# Trailer light lens removal



## RacerBill (Jan 26, 2018)

Have an old cattle trailer (1999) with round lens. To get them out you pop them inward with rubber gasket/seal that comes off. The bulb works with turn signal but NO parking/driving light. I was thinking I could just that a screw driver and gentle pop off the lens but nervous to brake lens or housing. Almost looks as a 1 pieces, but I am sure it is not as you need to replace the bulb inside. Any suggest or just go for it and try to pop the lens off. Thanks


----------



## Vol (Jul 5, 2009)

There are several types of these fixtures.....a picture or two would be a big help.

Regards, Mike


----------



## 8350HiTech (Jul 26, 2013)

It probably is one piece. Few bucks at Napa for the whole thing. Are all three wires still attached on the back?


----------



## paoutdoorsman (Apr 23, 2016)

Most all trailer lights I've come across that are mounted in a rubber seal like you describe are a sealed fixture and you replace that whole unit if one of the beams fail.

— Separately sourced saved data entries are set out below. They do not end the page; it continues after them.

Issue #344, opened 2026-07-19
docs: add uninstallation and teardown guide to INSTALL.md


fkc1e100:
## Description

Currently, `INSTALL.md` provides detailed instructions for workspace setup, agent registration, and scheduled heartbeat configuration, but lacks an explicit section covering uninstallation and teardown.

Operators need clear guidance on:
1. **Agent-Only Uninstallation (Soft Teardown)**: Removing the `PlatformAgent` Custom Resource, secrets, workspace, and heartbeat cron schedule while keeping the underlying GKE cluster intact.
2. **Full Infrastructure Teardown**: Running `./k8s-operator/scripts/teardown.sh` to completely deprovision all GCP IAM bindings, minter, LiteLLM, gVisor node pools, and cluster resources.

## Action Items

- [ ] Add `## Uninstallation & Teardown` section to `INSTALL.md`.
- [ ] Document soft uninstallation (`kubectl delete platformagent platform`).
- [ ] Document full deprovisioning pipeline (`teardown.sh`).

bradhoekstra:
Done — `INSTALL.md` carries a "Teardown & Cleanup" section (line 512) covering automated uninstallation, automated cloud teardown, and manual local uninstall.

The mechanism changed since this was filed: #797 made Terraform + Helm the only install engine, so `uninstall.sh` delegates to `terraform/examples/full-install/lifecycle.sh destroy` rather than to the `teardown.sh` this issue named.

Closing as done.

PR #935, opened 2026-08-25
fix(install): adopt a leftover Chat Pub/Sub topic and subscription instead of 409ing

mplakhtiy:
## Summary

A Google Chat Pub/Sub topic and subscription left behind by an earlier install make the next `lifecycle.sh apply` fail: Terraform is asked to create `platform-agent-chat-events` and `-sub`, both names already exist, and the `chat-pubsub` module 409s on each. `lifecycle.sh` already imports undeletable KMS resources before applying and had no equivalent here, so the only documented way out was to go and delete both by hand. This adds `lifecycle.sh adopt-pubsub`, which imports them instead. Generated with the help of Claude.

## Why This Change

It is the first finding in #831, hit on a real from-scratch install. The workaround recorded there — delete the topic and subscription before applying — is fine once you know it, and invisible until you have lost twenty minutes to a 409 that names a resource you did not create.

## What Changed

**`terraform/examples/full-install/lifecycle.sh`** — a new `adopt_pubsub`, modelled on `adopt_kms`: same `load_state` / `in_state` skip, same placeholder Helm provider (`terraform import` configures every provider, and this one is built from the cluster endpoint), same `EXIT`-trapped cleanup of the override file. The shared import scaffolding is now `import_if_absent`, used by both new call sites. `adopt_kms` predates it and is left writing the sequence inline, rather than being refactored underneath a change that is not about KMS.

**It is not called from `apply`, and that is the design.** `adopt_kms` can run unattended because a KMS key ring is undeletable: adopting one takes nothing from anybody, and refusing leaves an install that cannot proceed. A Pub/Sub topic is the opposite on both counts. Adoption claims a topic on the strength of its name, `chat_topic_name` defaults to a project-wide constant, and this composition explicitly supports two installs in one project — that is what the per-cluster state prefix is for. So install B, applying with the defaults, cannot distinguish install A's live topic from a leftover: both names match, and A's subscription really is attached to A's topic. Adopting it would put B's agent service account on A's subscription, and Pub/Sub delivers each message once, so A's Chat would go intermittently dead while B received A's traffic — and B's next `destroy` would delete both. The 409 is a much better outcome than that: loud, non-destructive, recoverable. So the 409 stays the default and adoption is a subcommand somebody runs having read the names.

**Guards that still apply**, because a deliberate run can also be a mistaken one: nothing already in state is re-imported, and a subscription is adopted only when it is attached to the topic being adopted. The attachment is fixed at creation, so a mismatch is never a stale reading — but it is not always someone else's either, so the refusal reports what it saw and names the likely causes (a deleted topic, an unreadable describe, a project number where Pub/Sub reports an ID) rather than asserting one.

**Docs** — the composition README's teardown section gains the row and the reasoning, including the two-installs-one-project constraint next to a cross-reference to Remote state, where that setup is otherwise described. `chat-pubsub`'s module README gains the note every other `lifecycle.sh`-special-cased module already has. The uninstall page's "Four things" sentence is scoped rather than renumbered, since the new asymmetry is apply-side and its table is destroy-scoped.

## Context

Refs #831 (item 1). Item 5 is #936; items 2, 3, 4, 6 and 7 are #841; item 8 needed no change. With those three open, #831 is fully covered. (#831 mentions #344 in its own text for this item; #344 is closed and was a request for an uninstall section in `INSTALL.md`, so nothing here follows from it.)

The three PRs share nothing — bash/Terraform here, Go operator there, docs in #841 — which is why they are separate. Merge-conflict warnings, none a duplicate: **#841**, **#720** and **#504** all touch `terraform/examples/full-install/README.md`. This branch and #841 both edit the Remote state section as well as separate ones, so they overlap in two places rather than one; the two heads were merged with `git merge-tree` and produce no conflict, and the merged paragraph reads correctly.

## Testing

- `bash -n` — clean. `shellcheck` — clean apart from one pre-existing SC2015 in `restore_key_versions`, which is on `main` and not touched here (verified by running shellcheck against the base blob).
- `make docs-check` — passes. `prettier@3.9.6 --check` on the changed Markdown — clean.
- `python3 -m unittest tests.test_lifecycle_script` — **5 pass**. `scripts.test_test_discovery` — passes, so the new file is picked up.

**`tests/test_lifecycle_script.py` is new**, because nothing covered this script: CI's shellcheck step reads only `install.sh`, `uninstall.sh` and `upgrade.sh`, and there is no Terraform harness. Six tests over three properties a reader cannot check by eye:

- **`apply` does not adopt** — wiring it back in is a one-line change that looks like a tidy-up. Non-vacuous because the same test asserts `adopt_kms` *is* in that branch, so a regex that matched nothing would fail.
- **The attachment guard actually gates the import** — this one drives the code rather than reading it. `gcloud` and `terraform` are stubbed on `PATH`, `adopt_pubsub` runs against a subscription attached to a foreign topic, and the assertion is on the imports performed: the subscription must not be imported, the topic must be (which also proves the run reached the point where it could have), and the matching case must still adopt. Verified red by neutering the branch with `|| true` before restoring.
- **The usage block prints the whole header**, from any working directory.

### Live validation

Against project `mplakhtiy-gke-dev` with real Pub/Sub resources, driven from a copy of the composition in a scratch directory with local state — never the working tree, which holds live tfvars for a different environment. Cluster `kube-agents-ap` supplied the `create_cluster = false` data source. Re-run end to end after the review fixes, against the refactored code:

1. **Adoption.** Created `platform-agent-chat-events` and `-sub` by hand to stand in for the leftover, then `./lifecycle.sh adopt-pubsub` → `Pub/Sub adoption complete: 2 imported`, and `terraform state list` showed both addresses. The override file was cleaned up.
2. **Idempotency.** Immediate re-run → `0 imported`, state unchanged.
3. **The attachment guard.** Removed the subscription from state, deleted it, recreated it against a different topic (`someone-elses-topic`), re-ran → refused, reported both topic paths, and `terraform state list` confirmed the subscription stayed out of state. The topic, correctly, was already in state and untouched.
4. **The deleted-topic branch.** Deleted the topic the subscription pointed at so `gcloud` reports `_deleted-topic_`, re-ran → reported it as most likely an orphan of a previous install rather than as someone else's resource.

An earlier round also confirmed the failure mode this fixes: `terraform import` needs every required root variable, and the run that reached "Import prepared!" for the topic proved the Pub/Sub import path itself works before an unrelated data source stopped it.

**Not covered:** the two-installs-one-project collision described above was not reproduced — it needs a second chat-enabled install, and the change's response to it is to *not* run, which is asserted in `tests/test_lifecycle_script.py` instead. `gcloud`'s `SERVICE_DISABLED` prompt on a project with the Pub/Sub API off was not reproduced either; the `</dev/null` on each describe is prophylactic. **Artifacts:** both topics and the subscription were deleted and their absence verified; the scratch directory was removed.

## Self-Review

Ran `.agents/skills/review-adversarial` and `.agents/skills/review-docs-drift`, each in **its own subagent**, given only the diff range and the mechanical-gate output, with my reasoning, plan and commit-message bodies withheld and an instruction to derive intent from the diff.

Angles exercised: line-by-line quoting and `set -euo pipefail` interactions, exit codes and empty-output paths from every `gcloud` call, the `trap`/override-file lifecycle shared with `adopt_kms`, removed behaviour (what the 409 was protecting), cross-file tracing of every identifier to `main.tf`/`variables.tf`/the module, operational and security blast radius of a wrong adoption, reuse, simplification, altitude, conventions and canonical-doc placement, test coverage, and sibling pull requests.

Findings and disposition:

- **HIGH — adopting on every `apply` is destructive by default.** The scenario in *What Changed* above is the pass's, not mine: two installs in one project is supported, the default names are constants, and both of my guards protected the adopting install rather than the incumbent — the topic had no guard at all. **Fixed by removing adoption from `apply`**, which is the smallest of the three remedies it offered; the other two (label-based ownership, per-cluster default names) are larger changes to the module's public surface and belong with whoever wants them. This also resolved four doc findings on its own, since `apply` really does only adopt KMS again.
- **MEDIUM — the usage block silently truncated.** `sed -n '2,36p'` was sized to the old header, and this change added lines above it, so `./lifecycle.sh` with no arguments stopped printing the only documentation of `KUBE_AGENTS_STATE_BUCKET`. **Fixed** with an `awk` that prints comment lines until the first line that is not one, so the next header edit cannot repeat it — and pinned by a test. Found a latent bug while fixing it: the block read the file through a relative `BASH_SOURCE` *after* the script had `cd`'d away, so it broke whenever the script was invoked by path. The path is now resolved before the `cd`.
- **MEDIUM — a cause I asserted does not occur.** All three copies claimed the resources survive "a destroy with `enable_google_chat = false` so the module had `count` 0". `terraform destroy` plans destruction for every instance in state whether or not configuration still counts it, so that is wrong. **Dropped** from the prose and the script comment; the remaining causes are real. Both passes raised this independently.
- **MEDIUM — nothing tests or lints this script.** **Fixed**; see Testing.
- **LOW — the refusal message asserted one cause for four states**, including a subscription whose topic was deleted, which is an orphan of *this* install rather than someone else's. **Fixed.**
- **LOW — the subscription was described twice**, which was an extra call and a window in which it could vanish between the two, turning "nothing to adopt" into "unreadable topic". **Fixed**: one describe answers existence and attachment.
- **LOW — a `SERVICE_DISABLED` prompt could hang the run invisibly**, since output goes to `/dev/null` while `gcloud` blocks on the terminal. Marked PLAUSIBLE by the pass, and it is the same shape `adopt_kms` has had all along without reports. **Took the cheap prophylactic** (`</dev/null` on each describe) rather than chasing the trigger.
- **LOW — import scaffolding written out twice inline.** **Fixed** with `import_if_absent`. The pass also noted a pre-existing latent defect it propagated — `[[ -f "$OVERRIDE_FILE" ]] || with_override` skips arming the `EXIT` trap when a previous killed run left the file behind. That is now in one place rather than three, but **not fixed**: it belongs to `adopt_kms`, and changing the trap behaviour of the KMS path under a Pub/Sub change is how an unrelated install step breaks.
- **Blocking (docs-drift) — the uninstall page's "Four things in the stack"** contradicted the composition README's new "Five". **Fixed** by scoping the sentence rather than renumbering, which is what both passes agreed on: that page's table is destroy-scoped and the new asymmetry is apply-side, so "five" would have made it wrong.
- **Advisory ×5** — `chat-pubsub`'s module README had no leftover-409 note while two siblings with a `lifecycle.sh` special case do, `gke-cluster` and `gke-backup-plan` (**added**; `github-minter` has one too and does not carry such a note, so "every sibling" was wrong); the lost-state recovery sentence said "`terraform import` covers the rest" when Chat adoption is now a named step (**fixed**); a cross-reference between the two-installs constraint and Remote state, 250 lines apart (**added**). `INSTALL.md`, the `Makefile` help and `install.sh`'s engine comment were flagged as describing an apply that also adopts Pub/Sub — **no longer true after the HIGH fix**, so they stand unchanged and correct.

**A third pass then reviewed the opened pull request**, in its own subagent with the full `review-adversarial` method, and found eight more. All are fixed:

- **MEDIUM — the attachment-guard test was vacuous.** It asserted a string appeared in the file, which constrains nothing; the reviewer neutered the branch with `|| true` and the suite still passed 5/5. Replaced with the behavioural test described under Testing, verified red against the same mutation. This also corrected a claim in this body: the non-vacuity argument covered two of the three tests, not all three.
- **MEDIUM — "give concurrent installs distinct Chat names" does not produce a working second install.** The composition never exposes `service_account_id`, so every install uses `kubeagents-platform-gsa` and the second apply fails on `google_service_account` instead. The warning was right, the remedy was not; it is now scoped to what it delivers. Note this does not weaken the design argument — an automatic adoption would still run *before* that failure and leave the topic in the wrong state.
- **LOW ×6** — every `gcloud describe` failure was reported as absence, so a 403 or an unauthenticated CLI produced a silent "0 imported" (**fixed**, with the project named in the completion line); `adopt-pubsub` on a non-Chat install printed nothing at all (**fixed**); `import_if_absent`'s state guard was dead at both call sites, leaving half its contract unreachable (**fixed** by letting the helper own it); the script header claimed all five asymmetries break the second apply and that none live in a README, both untrue of item 5 (**fixed**); the README said `lifecycle.sh` "handles all five, so the cycle is repeatable" three lines above a table saying otherwise (**fixed**); and three claims in this body the source did not support (**all three corrected above** — the #841 overlap, the sibling-module note, and the #344 link).

Reported but not acted on: neither of the first two passes could execute anything — one lost its shell to worktree isolation partway through, and neither had a GCP project — so no finding rests on an executed test. I re-derived the usage truncation and the `count`-0 claim by hand, and re-ran the full live sequence above against the fixed code.

## Risk & Rollout

Narrow by construction: `apply` and `destroy` behave exactly as they did, because the new function is not on either path. The only new reachable behaviour is a subcommand that did not exist, so an install that never runs it cannot be affected — and the 409 that motivated the change is still what a bare `apply` produces, which is the pre-change behaviour.

The failure mode to watch is an operator running `adopt-pubsub` against a topic that belongs to a second install in the same project. That is the risk the design deliberately refuses to take on their behalf: the README says it in the imperative before the command, the subscription's attachment guard catches the common shape of it, and every adoption is logged with the full resource path. It cannot happen unattended.

Two changes do touch existing paths. The usage block is rewritten — it now prints more than it did before this branch, and a test pins that. And `SCRIPT_PATH` is resolved before the `cd`, which only affects the usage block that reads it. Revert is `git revert` of the two commits; nothing here writes state, creates a resource, or changes what `apply` plans.

### DIFF
--- a/terraform/examples/full-install/lifecycle.sh
+++ b/terraform/examples/full-install/lifecycle.sh
@@ -306,11 +306,17 @@ adopt_kms() {
 # That is the one answer that cannot be true for somebody who ran this subcommand
 # *because* an apply had just 409'd on these exact names, so a 403, an unauthenticated
 # gcloud, a project that does not resolve, or the API being disabled all have to say so.
-# A plain NOT_FOUND is the expected case and stays quiet.
+#
+# Matching on NOT_FOUND is what does not work, and it fails towards silence. Pub/Sub
+# answers a wrong or inaccessible project with
+# "NOT_FOUND: Requested project not found or user does not have access to it", so two of
+# the cases named above carry the same status as a genuine absence. Only the resource
+# being missing says "Resource not found", for both topics and subscriptions, so that is
+# the phrase the quiet path keys on.
 describe_failure() {
   local what="$1" err="$2"
   case "$err" in
-    *NOT_FOUND*|*"not found"*|"") return 0 ;;
+    *"Resource not found"*|"") return 0 ;;
   esac
   warn "could not read $what: ${err%%$'\n'*}"
   warn "that is not the same as it being absent — nothing was adopted for it."
--- a/terraform/examples/full-install/lifecycle.sh
+++ b/terraform/examples/full-install/lifecycle.sh
@@ -2,7 +2,7 @@
 #
 # Makes `apply` and `destroy` repeatable for this composition.
 #
-# Four things in this stack are not symmetric — applying them is not the inverse
+# Five things in this stack are not symmetric — applying them is not the inverse
 # of destroying them — and every one of them turns the second `terraform apply`
 # of a project's life into a failure. Terraform cannot express any of them, so
 # they live here rather than in a README telling you to remember them:
@@ -22,11 +22,18 @@
 #   3. A GKE BackupPlan cannot be deleted while it still owns backups.
 #   4. The cluster is created with deletion_protection = true, which a destroy
 #      cannot override on its own — the attribute has to be applied as false first.
+#   5. The Google Chat Pub/Sub topic and subscription outlive any teardown that
+#      did not run through THIS state — a destroy with enable_google_chat off, a
+#      lost state file, a hand-rolled earlier install. Unlike KMS they delete
+#      cleanly when Terraform owns them, so `destroy` needs no special case; the
+#      asymmetry is that `apply` then 409s on names it is configured to create.
+#      `adopt-pubsub` imports them instead.
 #
 # Usage:
 #   ./lifecycle.sh apply    [extra terraform args...]
 #   ./lifecycle.sh destroy  [extra terraform args...]
 #   ./lifecycle.sh adopt-kms
+#   ./lifecycle.sh adopt-pubsub
 #
 # Remote state (opt-in): set KUBE_AGENTS_STATE_BUCKET to a GCS bucket name, or
 # to "auto" for <project_id>-kube-agents-tfstate. The bucket is created if
@@ -254,6 +261,82 @@ adopt_kms() {
   log "KMS adoption complete: $adopted imported"
 }
 
+# A Google Chat topic and subscription left over from a previous install make the
+# next apply fail with a 409 on both, because Terraform is asked to create names
+# that already exist and does not own them. They are perfectly deletable, so this
+# is not the KMS problem — `terraform destroy` removes them whenever this state
+# manages them, and nothing here interferes with that. What leaves them behind is
+# a teardown this state never saw: destroyed with enable_google_chat = false so
+# the module had count 0, a state file that was lost, or a topic some earlier
+# hand-rolled install created.
+#
+# The names are the only handle there is, so adopting one means claiming a topic
+# on the strength of its name matching this install's configuration. Two guards
+# make that defensible, and neither is optional:
+#
+#   - Nothing already in state is touched, so an install that owns its topic is
+#     never re-imported.
+#   - A subscription is adopted only if it is actually attached to the topic this
+#     install is adopting. A same-named subscription pointing somewhere else is
+#     somebody else's, and importing it would hand this state a resource its next
+#     destroy would delete out from under them.
+#
+# What neither guard can catch is a second install of THIS composition in the same
+# project that kept the default topic name, since its topic is indistinguishable
+# from a leftover. Give concurrent installs distinct chat_topic_name /
+# chat_subscription_name values; that is what the 409 was protecting, and it is
+# why every adoption here is logged rather than done quietly.
+adopt_pubsub() {
+  [[ "$(tfvar enable_google_chat)" == "true" ]] || return 0
+
+  local project topic subscription topic_addr sub_addr adopted=0
+  load_state
+  project=$(tfvar project_id)
+  topic=$(tfvar chat_topic_name)
+  subscription=$(tfvar chat_subscription_name)
+  topic_addr="module.chat_pubsub[0].google_pubsub_topic.chat_events"
+  sub_addr="module.chat_pubsub[0].google_pubsub_subscription.chat_events"
+
+  if ! in_state "$topic_addr" &&
+     gcloud pubsub topics describe "$topic" --project "$project" >/dev/null 2>&1; then
+    log "adopting pre-existing Pub/Sub topic: $topic"
+    [[ -f "$OVERRIDE_FILE" ]] || with_override
+    if terraform import -input=false "$topic_addr" \
+         "projects/$project/topics/$topic" >/dev/null 2>&1; then
+      adopted=$((adopted + 1))
+    else
+      warn "could not import $topic_addr; the apply will fail with a 409 on $topic"
+    fi
+  fi
+
+  if ! in_state "$sub_addr" &&
+     gcloud pubsub subscriptions describe "$subscription" --project "$project" >/dev/null 2>&1; then
+    # The attachment is fixed at creation — a subscription cannot be repointed —
+    # so a mismatch here is not a stale reading, it is a different subscription.
+    local attached
+    attached=$(gcloud pubsub subscriptions describe "$subscription" --project "$project" \
+      --format='value(topic)' 2>/dev/null || true)
+    if [[ "$attached" != "projects/$project/topics/$topic" ]]; then
+      warn "subscription $subscription is attached to ${attached:-an unreadable topic}, not"
+      warn "projects/$project/topics/$topic — leaving it alone. It belongs to something else;"
+      warn "the apply will 409 until you rename chat_subscription_name or remove that subscription."
+    else
+      log "adopting pre-existing Pub/Sub subscription: $subscription"
+      [[ -f "$OVERRIDE_FILE" ]] || with_override
+      if terraform import -input=false "$sub_addr" \
+           "projects/$project/subscriptions/$subscription" >/dev/null 2>&1; then
+        adopted=$((adopted + 1))
+      else
+        warn "could not import $sub_addr; the apply will fail with a 409 on $subscription"
+      fi
+    fi
+  fi
+
+  drop_override
+  trap - EXIT
+  log "Pub/Sub adoption complete: $adopted imported"
+}
+
 # create_cluster = false means "somebody else's cluster" — but if THIS state
 # already manages the cluster, flipping the variable off does not hand the
 # cluster back: it removes the resource from configuration, and the next apply
@@ -412,11 +495,17 @@ case "${1:-}" in
     ensure_init
     adopt_kms
     ;;
+  adopt-pubsub)
+    shift
+    ensure_init
+    adopt_pubsub
+    ;;
   apply)
     shift
     ensure_init
     guard_cluster_ownership
     adopt_kms
+    adopt_pubsub
     log "terraform apply"
     # No -input=false: this prompts like plain `terraform apply` does. Pass
     # -auto-approve through ARGS for unattended runs.
--- a/terraform/examples/full-install/lifecycle.sh
+++ b/terraform/examples/full-install/lifecycle.sh
@@ -23,11 +23,14 @@
 #   4. The cluster is created with deletion_protection = true, which a destroy
 #      cannot override on its own — the attribute has to be applied as false first.
 #   5. The Google Chat Pub/Sub topic and subscription outlive any teardown that
-#      did not run through THIS state — a destroy with enable_google_chat off, a
-#      lost state file, a hand-rolled earlier install. Unlike KMS they delete
-#      cleanly when Terraform owns them, so `destroy` needs no special case; the
-#      asymmetry is that `apply` then 409s on names it is configured to create.
-#      `adopt-pubsub` imports them instead.
+#      did not run through THIS state — a state file that was lost or replaced, a
+#      destroy that failed part-way, an earlier hand-rolled install, or a topic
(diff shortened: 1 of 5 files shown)


terraform/examples/full-install/lifecycle.sh
```diff
@@ -254,6 +292,133 @@ adopt_kms() {
...
+#
+# Every non-zero exit otherwise lands in the same place — no warning, and "0 imported".
+# That is the one answer that cannot be true for somebody who ran this subcommand
+# *because* an apply had just 409'd on these exact names, so a 403, an unauthenticated
+# gcloud, a project that does not resolve, or the API being disabled all have to say so.
+# A plain NOT_FOUND is the expected case and stays quiet.
+describe_failure() {
+  local what="$1" err="$2"
+  case "$err" in
+    *NOT_FOUND*|*"not found"*|"") return 0 ;;
```
jayantid: `describe_failure` treats every `NOT_FOUND` as the resource being absent. Pub/Sub returns `NOT_FOUND: Requested project not found or user does not have access to it (project=...)` when `project_id` is wrong, and also when the active gcloud account has no access to the project. Both match `*NOT_FOUND*` (and the lowercase `*"not found"*`) and stay silent.

The comment above this function names "a project that does not resolve" and an unauthenticated gcloud as cases that "have to say so". Two of them don't. An operator whose active account lacks project access — right after watching an apply 409 on these exact names — runs `adopt-pubsub` and gets `Pub/Sub adoption complete: 0 imported` with no warning. That is the answer the comment calls the one that cannot be true, and it points them away from the auth problem. Reproduced: `gcloud pubsub topics describe some-topic --project this-project-does-not-exist-zz123` exits non-zero with the project-level `NOT_FOUND` above, which this case statement swallows.

A genuinely absent topic or subscription reports `NOT_FOUND: Resource not found (resource=...)`, so keying on that phrase keeps the quiet path quiet and lets project-level failures warn:

```bash
case "$err" in
  *"Resource not found"*|"") return 0 ;;
esac
```

mplakhtiy: Confirmed and fixed in `9a486cb5`. Good catch — this was in the helper I had just added in response to an earlier review finding, so it went in and straight past me.

Reproduced both shapes against live gcloud rather than taking the report on trust:

```
$ gcloud pubsub topics describe some-topic --project this-project-does-not-exist-zz123
ERROR: … NOT_FOUND: Requested project not found or user does not have access to it (project=…)

$ gcloud pubsub topics describe definitely-not-a-real-topic-zz123 --project mplakhtiy-gke-dev
ERROR: … NOT_FOUND: Resource not found (resource=definitely-not-a-real-topic-zz123)
```

Also checked the subscription verb, since the helper serves both: a missing subscription reports `Resource not found` too, so your discriminator holds for both call sites. Taken as written.

You were right about the direction of the failure as well: the function exists precisely so that "0 imported" cannot be the silent answer for someone who has just watched an apply 409 on those names, and it was swallowing the auth case that most deserves a warning.

Two tests now pin it in both directions — an inaccessible project must warn, a genuinely absent resource must stay quiet — and I verified they go red against the old `*NOT_FOUND*` matcher before restoring the fix. The stale `*"not found"*` lowercase alternative is gone with it; it matched "Requested project not found" as well.

mplakhtiy:
Closing this — on reflection the problem it solves is a migration artifact rather than a standing defect, and it is not worth the surface.

The timeline makes the case. #797 ("make Terraform + Helm the only install engine") merged 2026-08-20 11:47; #831 was filed at 13:44 the same day, from the first from-scratch install on the new engine. The leftover topic it hit was left by a **pre-#797 install torn down by the old engine**, which had no Terraform state owning it. Post-#797 nothing deletes those resources outside Terraform, so `lifecycle.sh destroy` owns them and removes them cleanly — a normal destroy/apply cycle never reaches this, and the population that can is shrinking to zero as installs migrate.

What that leaves is too thin to justify a new subcommand, ~60 lines of bash, and a permanent entry in the lifecycle interface: state loss or a part-way destroy, both of which usually leave far more than a Pub/Sub topic behind, and both of which are recoverable by deleting two resources.

Two things worth recording for whoever finds this next.

**The composition README still promises a recovery that does not work for Chat installs.** "If the state is gone entirely, re-run `lifecycle.sh apply` against the same tfvars — KMS adoption is automatic, and `terraform import` covers the rest." For a Chat-enabled install the apply 409s on the topic and subscription. That sentence was already wrong before this PR and stays wrong after closing it; it wants either a caveat or the hand-import recipe, and it is a docs fix rather than an engine one.

**If this ever does need building, do not put it on the `apply` path.** `chat_topic_name` defaults to a project-wide constant while the composition supports two installs per project, so an automatic adoption cannot tell a second install's live topic from a leftover — it would redirect that install's Chat traffic and delete the topic on the next teardown. The 409 is the safer default. That reasoning, the attachment guard, and the behavioural tests are all in this branch's history (`fix/831-adopt-pubsub`, head `9a486cb5`) if it is ever wanted.

Thanks @jayantid for the `NOT_FOUND` catch — it was a real bug, and the same discriminator would matter to anything that reads gcloud describe errors in future: a wrong or inaccessible project returns `NOT_FOUND: Requested project not found…`, while a genuinely missing resource returns `NOT_FOUND: Resource not found (resource=…)`.

#831 item 1 goes back to open. Items 2, 3, 4, 6 and 7 are #841; item 5 is #936; item 8 needed no change.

That being said, you have nothing to lose by attempting to disassemble it and see if there is a replaceable bulb inside. Probably not.


----------



## somedevildawg (Jun 20, 2011)

Bought some the other day, I wanna say 7$......maybe less


----------



## slowzuki (Mar 8, 2011)

I find backing into snow banks or loading docks opens them up quickly to be able to see what’s inside.


----------



## mlappin (Jun 25, 2009)

If you need to change it just get LED's, so much brighter it aint funny. All of our grain trucks I've added LED's at eye level, mount in right in back of the bed, no more idiots passing when we make left turns with those flashing.


----------